To give some context here on slow machines the timeout deathspiral is far more common, on fast machines it is rare. also it tends to work fine early on when the load is heaviest because nothing is cached, but when traffic begins to drop it get more timeouts that seem to spawn timeouts in turn. It leaves me completely baffled.

If it was having trouble under heavy load that would be one thing, but the trouble appears well after peak load.And even while it is timing out some things other things still get fetched blazingly fast.

Hi @Dirk_walter
That is indeed strange, especially after peak load…

One thing that is probably not related, but I was wondering: in the fetchFromCouchbase method, any particular reason why you used cacheWithInitialCapacity?

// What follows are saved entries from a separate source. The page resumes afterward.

PR #256, opened 2019-05-02
Expose connection timeouts

arturoera:
We were running on a problem where we ultimately solved by exposing 2 parameters from ruby-kafka connections to kafka-group ingestion: connect_timeout and socket_timeout
From here: https://github.com/zendesk/ruby-kafka/blob/master/lib/kafka/connection.rb#L49

Our remote brokers over SSL needed the socket_timeout increased from the default in order to wait for "join_group", otherwise we ended up in a non-stop rebalancing cycle at the brokers.

### DIFF
--- a/lib/fluent/plugin/in_kafka_group.rb
+++ b/lib/fluent/plugin/in_kafka_group.rb
@@ -30,9 +30,9 @@ class Fluent::KafkaGroupInput < Fluent::Input
                :desc => "Time format to be used to parse 'time' filed."
   config_param :kafka_message_key, :string, :default => nil,
                :desc => "Set kafka's message key to this field"
-  config_param :connect_timeout, :integer, :default => 10,
+  config_param :connect_timeout, :integer, :default => nil,
                :desc => "[Integer, nil] the timeout setting for connecting to brokers"
-  config_param :socket_timeout, :integer, :default => 10,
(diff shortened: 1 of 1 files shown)


lib/fluent/plugin/in_kafka_group.rb
```diff
@@ -30,6 +30,10 @@ class Fluent::KafkaGroupInput < Fluent::Input
                :desc => "Time format to be used to parse 'time' filed."
   config_param :kafka_message_key, :string, :default => nil,
                :desc => "Set kafka's message key to this field"
+  config_param :connect_timeout, :integer, :default => 10,
```
repeatedly: default should be `nil` because ruby-kafka uses nil for default value.

lib/fluent/plugin/in_kafka_group.rb
```diff
@@ -30,6 +30,10 @@ class Fluent::KafkaGroupInput < Fluent::Input
...
+               :desc => "[Integer, nil] the timeout setting for connecting to brokers"
+  config_param :socket_timeout, :integer, :default => 10,
```
repeatedly: ditto.

arturoera: changed to the default nil values

repeatedly:
Thanks!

Since it doesn’t sound like something that you can reproduce quickly and at will, I guess it’ll be difficult to obtain a TRACE-level log of operations in flight when the timeouts occur, but if by chance you can get one, that would greatly help in figuring out the issue.

The cache with initial capacity is used to hold the result, it’s probably no longer needed since it was used to work around an issue with a recent release of RX java but we upgraded to a bugfixed version once available.what is is supposed to do is hold the result form the cb observable and pass it on, important for dealing with backpressure in the observables and if you have multiple subscribers. Since one key in couchbase can only return one result capacity one is sufficient.

I have been trying to get logs form the timeouts but it’s indeed difficult.

using RxJava 1.1.5, and couchbase client 2.2.5. Our couchbase is 3.0.1

Still investigating this issue though my datacenter caught of fire and was flooded in two unrelated incidents.

I managed to replicate the issue in a controlled enviorment and what is happening is wierd… there are still requests being sent and answers received from couch-base, it just seems the observables don’t fire their on-next. I’m going to try and trace it better to figure out where it is going wrong.

And I think I found the root cause… a JVM bug that was fixed years ago… but we are still using an ancient version of java.

Interesting! Which version of Java have you observed this on?

1.8.0_60 I think. We upgraded machines so I can’t go back and check.

Can you pls. share more details on this error. We are facing something similar, and would need some more insight.